Please post the name of the shipper that failed miserably, so we know who to avoid.


----------



## whitebeast88 (May 27, 2012)

great to hear they have great customer service,although i've never had to deal with them.i know they send out your order quickly which is really nice.


----------



## Dusty56 (Apr 20, 2008)

You didn't mention how long it took to get Box 1 after purchase date. 
If Grizzly was really that concerned, they would have shipped you a second Box #2 and made the Shipper return the first one to them whenever they found it.
That would have 5 star worthy customer service !
How much have you used it in the past 2-3 days since it arrived ?
Kind of hard to tell if you're reviewing the machine or Susan in your review.
Glad you're enjoying your new toy : )


----------



## kajunkraft (May 7, 2012)

I think the first box arrived within about a week from the order date, which is OK and you have to realize that this was right around Christmas/New Years so there was a little disruption there.

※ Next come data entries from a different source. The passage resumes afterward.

PR #1231, opened 2023-04-01
Enable incremental GC

plajjan:
This enables the incremental GC. It detects dirty pages and only scans those to shorten the time spent in the mark phase.


plajjan:
We don't build the GC like this anymore and I'm really not sure doing incremental GC, using this GC, is worth it at all... well, it doesn't apply cleanly anyway, so closing.

PR #1234, opened 2023-04-02
Use parallel GC

plajjan:


plajjan:
I've been running this locally now for two days without any problems, so I think it works good. Have also run this PR through CI 3 times without a hitch.

PR #1237, opened 2023-04-04
enabled list shrinking after del and pop when length goes below half …

sydow:
…capacity

Tested on acton-streamer with (very) small positive effect

### DIFF
--- a/builtin/list.c
+++ b/builtin/list.c
@@ -29,7 +29,18 @@ static void expand(B_list lst,int n) {
     }
     lst->data = newptr;
     lst->capacity = newcapacity;
-}  
+}
+
+static void shrink(B_list lst) {
+    if (lst->capacity > 20 && 2*lst->length < lst->capacity) {
+        int newcapacity = lst->length;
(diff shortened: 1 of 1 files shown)


plajjan:
Uhh, realize that the most notable effect should be in reduced memory usage not execution time... but it really does seem faster, I've run a couple of tests now and they're all around 3:06+-1 second. Maybe there are some lists which shrink and has positive effect on GC? Anyway, this is good so we're happy =)

sydow:
On 4 Apr 2023, at 17:11, Kristian Larsson ***@***.***> wrote:
> 
> 
> Uhh, realize that the most notable effect should be in reduced memory usage not execution time... but it really does seem faster, I've run a couple of tests now and they're all around 3:06+-1 second. Maybe there are some lists which shrink and has positive effect on GC? Anyway, this is good so we're happy =)
> 
> —
> Reply to this email directly, view it on GitHub, or unsubscribe.
> You are receiving this because you were mentioned.
> 

Yes, I think the gains are only in saved GC time. 

Björn

PR #1247, opened 2023-04-12
SNMP

plajjan:
Add libnetsnmp as a dependency. No code to use it just yet, but this should get us going. Might need to tweak build config later on...

### DIFF
--- a/Makefile
+++ b/Makefile
@@ -284,6 +284,9 @@ DEP_LIBS+=deps/instdir/lib/libmd.a
 endif
 
 DEP_LIBS+=deps/instdir/lib/libbsdnt.a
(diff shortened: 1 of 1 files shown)


plajjan:
Interesting, this actually built as-is. I was expecting it to fail on lack of OpenSSL dependency but I guess all systems, in this case our build machine, has OpenSSL libs installed already so it's a non-issue pulling those in. Maybe that's fine for now but going forward I think we want those pinned down too.

plajjan:
We now have support for package management, so we most definitely do not want to place SNMP in stdlib but as a separate package. Also, we rely on zig for C builds, so this is just wildly outdated. Closing.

The shipping company was SAIA. I didn't have the option of choosing the shipper. Have had decent service from them before though.

Have used the jointer quite a bit now and am having a little trouble with snipe, not at the ends, but almost in the middle. Think I just have to get a little better about transferring pressure from the infeed table to the outfeed table at the right time and in the right way. It also is kinda weird about dust collection. Even with a good connection to a dedicated collector it likes to blow a lot of chips right onto the infeed table. But, it is very quiet and the cut is smooth other than the snipe area.


----------



## UpstateNYdude (Dec 20, 2012)

most of Grizzly's stuff is shipped by UPS freight or Air Freight both suck equally in my opinion, wish they go with Fedex…


----------



## Umpire20 (Jan 13, 2010)

I wish you well with your new jointer. I am in the midst of deciding which jointer I am going to purchase. I am looking at the Grizzly G0452P. I don't really have the need for the spiral cutter head so the 0452 should be sufficient for me.

If any others here have advice / suggestions …..... I'd love to hear it.


----------